3

I am using xarray/rasterio to do some operations on a set of GeoTiff files. The data that I am dealing with contain missing values (-9999) at some grid points. Is there any efficient pythonic way to replace these values with interpolated data using xarray?

For example I have something like:

>>> da = xr.DataArray([[1.0,2.0,3.0],[4.0,-999.0,6.0],[7.0,-999.0,9.0]],[('x',[1,2,3]),('y',[1,2,3])])
>>> da
<xarray.DataArray (x: 3, y: 3)>
array([[   1.,    2.,    3.],
       [   4., -9999.,    6.],
       [   7., -9999.,    9.]])
Coordinates:
  * x        (x) int64 1 2 3
  * y        (y) int64 1 2 3

and I want to replace -9999 values with the interpolated values based on adjacent grid points. Any hint would be appreciated!

Monobakht
  • 193
  • 1
  • 11

3 Answers3

1

You can use da.interpolate_na() to do one dimensional interpolation of NA values - I am unsure if there is a two dimensional method.

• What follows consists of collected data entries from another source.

PR #3197, opened 2017-11-24
Use sbt-platform-deps to provide `%%%` and drop sbt-crossproject.

sjrd:
This means that sbt-scalajs does not directly provide `crossProject` nor `JSPlatform` anymore. Those are provided by sbt-scalajs-crossproject 0.3.0 or later.


sbt-plugin-test/build.sbt
```diff
@@ -105,10 +116,10 @@ lazy val multiTest = crossProject.
...
     },
 
-    // Test crossPlatform (as a setting, it's evaluated when loading the build)
-    crossPlatform ~= { value =>
-      assert(value == JSPlatform,
-          "crossPlatform should be JSPlatform in multiTestJS")
+    // Test platformDepsCrossVersion (as a setting, it's evaluated when loading the build)
+    platformDepsCrossVersion ~= { value =>
+      assert(value eq ScalaJSCrossVersion.binary,
+          "platformDepsCrossVersion should be ScalaJSCrossVersion.binary in multiTestJS")
```
gzm0: I think that test can be removed, no?

sbt-plugin-test/build.sbt
```diff
@@ -125,36 +136,25 @@ lazy val multiTest = crossProject.
...
-      assert(value == JVMPlatform,
-          "crossPlatform should be JVMPlatform in multiTestJVM")
+    // Test platformDepsCrossVersion (as a setting, it's evaluated when loading the build)
+    platformDepsCrossVersion := {
+      val value = platformDepsCrossVersion.value
+      if (!sbtVersion.value.startsWith("0.")) {
+        // In 0.13, CrossVersions do not have a meaningful ==, but they do in 1.0
+        assert(value == CrossVersion.binary,
+            "platformDepsCrossVersion should be CrossVersion.binary in multiTestJVM")
+      }
```
gzm0: This too, no? Or what is this testing?

sbt-plugin-test/build.sbt
```diff
@@ -69,33 +67,46 @@ lazy val noDOM = project.settings(baseSettings: _*).
...
+  unmanagedSourceDirectories in Test +=
+    baseDirectory.value.getParentFile / "shared/src/test/scala",
+
+  testFrameworks ++= Seq(
+      TestFramework("sbttest.framework.DummyFramework"),
+      TestFramework("inexistent.Foo", "another.strange.Bar")
+  )
+)
 
-lazy val multiTest = crossProject.
```
gzm0: Just to check my understanding: We cannot depend on sbt-crossproject for this, since it will depend on SJS?

sjrd: That's right. Or to be more precise, `sbt-scalajs-crossproject` will (already does) depend on SJS. `sbt-crossproject` per se only depends on `sbt-platform-deps`, but also does not provide `JSPlatform` (which is provided by `sbt-scalajs-crossproject`).

sbt-plugin-test/build.sbt
sjrd: No, it is the only test that makes sure that [this line](https://github.com/scala-js/scala-js/pull/3197/files#diff-dd593403434ec9de3670cb5722f10171R452) has the intended effect (and does not go away).

The tests of sbt-platform-deps, in turn, ensure that if `platformDepsCrossVersion` is correctly set up, then `%%%` works as expected. But it is the responsibility of `ScalaJSPlugin` to set up `platformDepsCrossVersion`, and therefore we need to test that.

sbt-plugin-test/build.sbt
sjrd: This one is mostly by symmetry with the other one. Arguably it's also testing that the setup of `platformDepsCrossVersion` in `ScalaJSPlugin` does not affect other projects (like, if we erroneously put it in `override def globalSettings` instead of `projectSettings`).

sjrd:
So, is there still something you want me to change here?

PR #3198, opened 2017-11-24
Do not inline `.toJSArray` to prevent code size blowing up.

sjrd:
For an explicit `.toJSArray`, it is typically not advantageous to inline the method unless the exact type of collection is known. And in most of those cases, the collection would be stack-allocated, which would force inline anyway.

In this commit, we directly implement `.toJSArray` (instead of depending on a method of `runtime`) and mark it as non-inlined.

The method `runtime.genTraversableOnce2jsArray`, used by the code gen for JS varargs, is unchanged.

### DIFF
--- a/library/src/main/scala/scala/scalajs/js/JSConverters.scala
+++ b/library/src/main/scala/scala/scalajs/js/JSConverters.scala
@@ -39,7 +39,28 @@ object JSConverters extends JSConvertersLowPrioImplicits {
 
   implicit class JSRichGenTraversableOnce[T](
       val col: GenTraversableOnce[T]) extends AnyVal {
-    @inline final def toJSArray: Array[T] = genTraversableOnce2jsArray(col)
+    final def toJSArray: Array[T] = {
+      /* This is basically a duplicate of `runtime.genTraversableOnce2jsArray`,
+       * except it is not marked `@inline`. We do not want to inline this
+       * method every time someone does `.toJSArray`, for code size reasons
+       * (unlike `genTraversableOnce2jsArray`, which is used by the codegen for
+       * transferring Scala varargs to JS varargs).
+       *
+       * One would think that we could still delegate to
+       * `genTraversableOnce2jsArray` and mark `toJSArray` with `@noinline`
+       * instead, but that would prevent `toJSArray` to be inlined even when
+       * `col` is stack-allocated (and we do want that to happen as in that
+       * case the entire match disappears and `col` can stay stack-allocated).
+       */
+      col match {
+        case col: js.ArrayOps[T]     => col.repr
+        case col: js.WrappedArray[T] => col.array
+        case _ =>
+          val result = new js.Array[T]
+          col.foreach(x => result.push(x))
+          result
+      }
+    }
   }
 
   implicit class JSRichGenIterable[T](


library/src/main/scala/scala/scalajs/js/JSConverters.scala
```diff
@@ -39,7 +39,16 @@ object JSConverters extends JSConvertersLowPrioImplicits {
 
   implicit class JSRichGenTraversableOnce[T](
       val col: GenTraversableOnce[T]) extends AnyVal {
-    @inline final def toJSArray: Array[T] = genTraversableOnce2jsArray(col)
+    final def toJSArray: Array[T] = {
```
gzm0: I think it might be worth adding the explanation why this duplicates `getTraversableOnce2jsArray` in a comment here.

library/src/main/scala/scala/scalajs/js/JSConverters.scala
```diff
@@ -39,7 +39,16 @@ object JSConverters extends JSConvertersLowPrioImplicits {
...
+      col match {
+        case col: js.ArrayOps[T]     => col.repr
+        case col: js.WrappedArray[T] => col.array
+        case _ =>
+          val result = new js.Array[T]
+          col.foreach(x => result.push(x))
+          result
+      }
+    }
```
gzm0: So just to check my understanding: This behaves better than before in case `col` is stack allocated?

sjrd: No. In case `col` is stack allocated, this performs *exactly* the same as before. The difference is when `col` is *not* stack allocated, in which case the new version produces less code than before by not inlining the method.

gzm0: Ah, right. Because `genTraversableOnce2jsArray` is inlineable as well. OK, got it.

sjrd:
Updated with a comment to explain the duplication.

sjrd:
Got this twice on the CI:
```
[info] Scala.js sbt test adapter: found 2 potential binary incompatibilities while checking against org.scala-js:scalajs-sbt-test-adapter_2.10:0.6.21  (filtered 4)
[error]  * method com()org.scalajs.testadapter.ComJSEnvRPC in class org.scalajs.testadapter.TestAdapter#ManagedRunner has a different result type in current version, where it is org.scalajs.testcommon.RPCCore rather than org.scalajs.testadapter.ComJSEnvRPC
[error]    filter with: ProblemFilters.exclude[IncompatibleResultTypeProblem]("org.scalajs.testadapter.TestAdapter#ManagedRunner.com")
[error]  * method this(Long,org.scalajs.jsenv.ComJSRunner)Unit in class org.scalajs.testadapter.TestAdapter#ManagedRunner does not have a correspondent in current version
[error]    filter with: ProblemFilters.exclude[DirectMissingMethodProblem]("org.scalajs.testadapter.TestAdapter#ManagedRunner.this")
```
That's on Java 6, Scala 2.10.7. I don't know why it passed the CI of #3194 (it actually failed in one job, then not on the rerun of that job :-s), nor why it succeeds for Scala 2.10.7 on JDK 7 or 8. This makes no sense. However, I think the only reasonable thing to do right now is filter those out to fix the CI.

sjrd:
Rebased after #3203.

You can convert your -999 values to NaN's and then interpolate.

da = xr.DataArray([[1.0,2.0,3.0],[4.0,-999.0,6.0],[7.0,-999.0,9.0]],[('x',[1,2,3]),('y',[1,2,3])])
da

<xarray.DataArray (x: 3, y: 3)>
array([[   1.,    2.,    3.],
       [   4., -999.,    6.],
       [   7., -999.,    9.]])
Coordinates:
  * x        (x) int64 1 2 3
  * y        (y) int64 1 2 3

new_da = da.where(da != -999.0, np.nan)
new_da

<xarray.DataArray (x: 3, y: 3)>
array([[ 1.,  2.,  3.],
       [ 4., nan,  6.],
       [ 7., nan,  9.]])
Coordinates:
  * x        (x) int64 1 2 3
  * y        (y) int64 1 2 3

new_da.interpolate_na(dim=('y'), method='linear')


<xarray.DataArray (x: 3, y: 3)>
array([[1., 2., 3.],
       [4., 5., 6.],
       [7., 8., 9.]])
Coordinates:
  * x        (x) int64 1 2 3
  * y        (y) int64 1 2 3

Since it's a 1-D interpolation, you can just interpolate for each dimension separately.

bwc
  • 1,028
  • 7
  • 18
1

For 2D interpolation you could use rioxarray.

MuellerSeb
  • 796
  • 6
  • 11
0

I still do not think there is an efficient way to do this in xarray. The suggestion by @bwc will not work properly for multidimensional arrays, because the first pass along the first dimension will already fill all gaps. This may be acceptable if your missing values are just single datapoints, but it will result in unwanted behaviour if you have larger gaps.

The simplest solution I'm aware of for your problem is using the setmisstonn or setmisstodis operator in CDO (depending on how you want to interpolate).